(Work instructions): The required answer is a copy of each line in the entries below that includes "FlexibleSolverWrapper".
:: Study material ::
PR #6270, opened 2025-05-13
Making a GPUISTL aware ISTLSolver

kjetilly:
This pull request creates a GPUISTL version of the ISTLSolver class. The motivation for doing this is:

1) Performance: We will centralise GPU matrix allocation, meaning less memory requirements and fewer host to device copies.
2) Code cleanup: The current implementation of using a SolverAdapter works, and it keeps the rest of the code isolated, but it adds a lot of adapters that makes it harder to reason about the code when a larger part is on the GPU.
3) This will accommodate CPR on the GPU better.

To implement this change, I first added an `AbstractISTLSolver` interface, and then a `ISTLSolverRuntimeOptionProxy` which sole purpose is to allow the selection of ISTLSolver runtime. Due to the way the the current ISTLSolver is selected through TypeTags, the path of least resistance was to create a proxy that reads the `.json` file a selects the correct ISTLSolver subclass.

To keep things simple, I have added a new `backend` keyword to the JSON file, which defaults to `cpu`. To specify a GPU run with this PR, one would do

```JSON
{
    "solver" : "bicgstab",
    "backend" : "gpu",
    "preconditioner": {
        "type": "DILU"
    }
}
```

(naming up for debate).

while a CPU version would be 

```JSON
{
    "solver" : "bicgstab",
    "backend" : "cpu",
    "preconditioner": {
        "type": "DILU"
    }
}
```

or leaving out the `backend` argument since it defaults to `cpu`:

```JSON
{
    "solver" : "bicgstab",
    "preconditioner": {
        "type": "DILU"
    }
}
```

## Why draft?

The major things missing are:

1) Also support the GPUBridge ISTLSolver when needed.
2) Compilation in separate compilation units. Right now, the new ISTLSolver includes both the `PreconditionerFactory_impl.hpp` and `FlexibleSolver_impl.hpp` header files.
2) Suport for MPI.

## SolverAdapter is still supported

To keep things backwards compatible, I suggest we keep the `SolverAdapter` for now.


jakobtorben:
Very nice addition! I will have a look and test this out lcoally.

opm/simulators/linalg/gpuistl/ISTLSolverGPUISTL.hpp
```diff
@@ -0,0 +1,236 @@
...
+
+#include <dune/istl/operators.hh>
+#include <opm/simulators/linalg/AbstractISTLSolver.hpp>
+#include <opm/simulators/linalg/ISTLSolver.hpp>
+
+#include <opm/simulators/linalg/FlexibleSolver.hpp>
+// TODO: These should be removed so that we avoid the compilation burden.
+//       That is, we should instantiate them in the cpp file instead.
+#include <opm/simulators/linalg/PreconditionerFactory_impl.hpp>
+#include <opm/simulators/linalg/FlexibleSolver_impl.hpp>
```
jakobtorben, line 28: I tried building it with AMGX support but get this error:

```sh
In file included from /home/jakob/code/opm-clean2/src/opm-simulators/opm/simulators/linalg/PreconditionerFactory_impl.hpp:58,
                 from /home/jakob/code/opm-clean2/src/opm-simulators/opm/simulators/linalg/gpuistl/ISTLSolverGPUISTL.hpp:27,
                 from /home/jakob/code/opm-clean2/src/opm-simulators/opm/simulators/linalg/ISTLSolverRuntimeOptionProxy.hpp:23,
                 from /home/jakob/code/opm-clean2/src/opm-simulators/opm/simulators/flow/BlackoilModelNldd.hpp:47,
                 from /home/jakob/code/opm-clean2/src/opm-simulators/opm/simulators/flow/BlackoilModel.hpp:30,
                 from /home/jakob/code/opm-clean2/src/opm-simulators/opm/simulators/flow/SimulatorFullyImplicitBlackoil.hpp:44,
                 from /home/jakob/code/opm-clean2/src/opm-simulators/flow/flow_blackoil.cpp:23:
/home/jakob/code/opm-clean2/src/opm-simulators/opm/simulators/linalg/AmgxPreconditioner.hpp:32:10: fatal error: amgx_c.h: No such file or directory
   32 | #include <amgx_c.h>
      |          ^~~~~~~~~~
```
       
I think this is related to the include chain associated with the precondition factory.

kjetilly:
> There seems to be an increase in setup time for the linear solver that we need to look into.

We should look into it, but it seems like the overall simulation time has decreased, so this could be due to how things are measured, and maybe some of the setup time for the SolverAdapter is not actually measured.

kjetilly:
@jakobtorben I think the increase in setup time is, at least partially, due to `prepare` being included in the setup time. The old solver adapter transfers the GPU matrices and vectors in the call to `solve`, but the current version does the same in `prepare`.

jakobtorben:
Yes that makes sense. I think including the transfers in the linear solver setup, like in the current version, makes the most sense anyway.

Nevertheless, good to see a reduction in overall simulation time, while maintaining exactly the same number of iterations

kjetilly:
Jenkins build this please

kjetilly:

kjetilly:
I think the HIP build failure is due to some targets not seen the hipification as a dependency when they should, will look into it. It "works on my machine" with HIP, so that makes the dependency explanation more likely. On CUDA it builds fine.

kjetilly:

kjetilly:
Jenkins build this please

kjetilly:

opm/simulators/linalg/gpuistl/ISTLSolverGPUISTL.hpp
kjetilly: This should work now.

kjetilly:

kjetilly:

kjetilly:
Jenkins build this please

jakobtorben:
I have tested the implementation in this PR extensively in https://github.com/OPM/opm-simulators/pull/6308, and it works as it should and fulfills all of the requirements a CPR-AMG two-level preconditioner requires.

opm/simulators/linalg/gpuistl/ISTLSolverGPUISTL.hpp
```diff
@@ -0,0 +1,243 @@
...
+                OpmLog::warning(ss.str());
+                return true;
+            }
+        }
+        // Check for failure of linear solver.
+        if (!m_parameters.ignoreConvergenceFailure_ && !result.converged) {
+            const std::string msg("Convergence failure for linear solver.");
+            OPM_THROW_NOLOG(NumericalProblem, msg);
+        }
+
```
jakobtorben, line 182: Is it possible to move this out to ` checkConvergence(result);`  to clean it up and match the ISTLSolver implementation?

kjetilly:
Jenkins build this please

kjetilly:
Jenkins build this please

opm/simulators/linalg/gpuistl/ISTLSolverGPUISTL.hpp
kjetilly: This has been refactored, though without using the state machine of checkConvergence of ISTLSolver.

CMakeLists.txt
```diff
@@ -544,6 +544,10 @@ set_property(TARGET moduleVersion PROPERTY POSITION_INDEPENDENT_CODE ON)
 add_library(MainDispatchDynamic OBJECT opm/simulators/flow/MainDispatchDynamic.cpp)
 set_property(TARGET MainDispatchDynamic PROPERTY POSITION_INDEPENDENT_CODE ON)
 
+if (CONVERT_CUDA_TO_HIP)
```
atgeirr, line 551: Why is this required for HIP but not CUDA? (Also similar in other places.)

opm/simulators/linalg/FlowLinearSolverParameters.cpp
```diff
@@ -150,6 +159,9 @@ void FlowLinearSolverParameters::registerParameters()
          "to determine valid platform IDs");
     Parameters::Register<Parameters::OpenclIluParallel>
         ("Parallelize ILU decomposition and application on GPU");
+    Parameters::Register<Parameters::LinearSolverAccelerator>
+        ("Choose the backend for the linear solver, usage: "
+         "'--linear-solver-accelerator=[cpu|gpu]'. The default is 'cpu'. ");
```
atgeirr: The default will automatically get printed on the help line, remove the last sentence.

opm/simulators/linalg/FlexibleSolver_impl.hpp
```diff
@@ -163,62 +166,74 @@ namespace Dune
         const int maxiter = prm.get<int>("maxiter", 200);
         const int verbosity = is_iorank ? prm.get<int>("verbosity", 0) : 0;
         const std::string solver_type = prm.get<std::string>("solver", "bicgstab");
-        if (solver_type == "bicgstab") {
-            linsolver_ = std::make_shared<Dune::BiCGSTABSolver<VectorType>>(*linearoperator_for_solver_,
+
+        if constexpr (Opm::is_gpu_operator_v<Operator>) {
+            if (solver_type == "bicgstab") {
```
atgeirr: Would instantiating LoopSolver (for example) with a gpu vector type fail? If not, the code could be identical for gpu and cpu all the way down to the umfpack and SolverAdapter-wrapped versions, so the `if constexpr` part could be a lot smaller.

opm/simulators/linalg/AbstractISTLSolver.hpp
```diff
@@ -0,0 +1,81 @@
...
+    using CommunicationType = Dune::Communication<int>;
+#endif
+
+    using SparseMatrixAdapter = GetPropType<TypeTag, Properties::SparseMatrixAdapter>;
+    using Vector = GetPropType<TypeTag, Properties::GlobalEqVector>;
+    using Matrix = typename SparseMatrixAdapter::IstlMatrix;
+
+    virtual ~AbstractISTLSolver() = default;
+    
+    virtual void eraseMatrix() = 0;
```
atgeirr, line 65: I think we should take a critical look at this interface, I think it has too many functions and the relations between them is not 100% clear.

This class in some way formalizes an interface that was formerly only indirectly defined as a concept (in the template sense), which is good I think, but part of why it is a little murky.

Which functions are we not using in practice from Flow?

opm/simulators/linalg/FlowLinearSolverParameters.hpp
```diff
@@ -52,9 +56,9 @@ template<class TypeTag>
 struct LinearSolverBackend<TypeTag, TTag::FlowIstlSolverParams>
 {
 #if COMPILE_GPU_BRIDGE
```
atgeirr: No need for this #if anymore.

opm/simulators/linalg/gpuistl/detail/FlexibleSolverWrapper.hpp
```diff
@@ -0,0 +1,65 @@
...
+public:
+    using AbstractSolverType = Dune::InverseOperator<Vector, Vector>;
+    using AbstractPreconditionerType = Dune::PreconditionerWithUpdate<Vector, Vector>;
+    using AbstractOperatorType = Dune::AssembledLinearOperator<Matrix, Vector, Vector>;
+
+    using AbstractOperatorPtrType = std::unique_ptr<AbstractOperatorType>;
+    using AbstractSolverPtrType = std::unique_ptr<AbstractSolverType>;
+
+    FlexibleSolverWrapper(const Matrix& matrix,
+                          bool parallel,
```
atgeirr, line 52: Make all `const` that can be.

opm/simulators/linalg/gpuistl/ISTLSolverGPUISTL.hpp
```diff
@@ -0,0 +1,248 @@
...
+#ifndef OPM_ISTLSOLVERGPUISTL_HEADER_INCLUDED
+#define OPM_ISTLSOLVERGPUISTL_HEADER_INCLUDED
+
+#include <dune/istl/operators.hh>
+#include <memory>
+#include <opm/simulators/linalg/AbstractISTLSolver.hpp>
+#include <opm/simulators/linalg/ISTLSolver.hpp>
+
+#if USE_HIP
```
atgeirr, line 25: Similar to the question about the CONVERT_... macro, is it not possible to make GpuVector agnostic to cuda/hip?

opm/simulators/linalg/gpuistl/detail/FlexibleSolverWrapper.hpp
```diff
@@ -0,0 +1,65 @@
...
+
+#include <dune/istl/operators.hh>
+#include <dune/istl/solver.hh>
+#include <opm/simulators/linalg/PreconditionerWithUpdate.hpp>
+#include <opm/simulators/linalg/PropertyTree.hpp>
+
+namespace Opm::gpuistl::detail
+{
+template <class Matrix, class Vector, class Comm>
+class FlexibleSolverWrapper
```
atgeirr, line 41: The need for this wrapper is not clear, please explain. (And make it comment here.)

opm/simulators/linalg/gpuistl/ISTLSolverGPUISTL.hpp
```diff
@@ -0,0 +1,248 @@
...
+    using SolverType = Opm::gpuistl::detail::FlexibleSolverWrapper<GPUMatrix, GPUVector, CommunicationType>;
+
+    /// Construct a system solver.
+    /// \param[in] simulator   The opm-models simulator object
+    /// \param[in] parameters  Explicit parameters for solver setup, do not
+    ///                        read them from command line parameters.
+    /// \param[in] forceSerial If true, will set up a serial linear solver only,
+    ///                        local to the current rank, instead of creating a
+    ///                        parallel (MPI distributed) linear solver.
+    ISTLSolverGPUISTL(const Simulator& simulator,
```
:::
(Exercise result):
opm/simulators/linalg/gpuistl/detail/FlexibleSolverWrapper.hpp
+    FlexibleSolverWrapper(const Matrix& matrix,
opm/simulators/linalg/gpuistl/detail/FlexibleSolverWrapper.hpp
+class FlexibleSolverWrapper
+    using SolverType = Opm::gpuistl::detail::FlexibleSolverWrapper<GPUMatrix, GPUVector, CommunicationType>;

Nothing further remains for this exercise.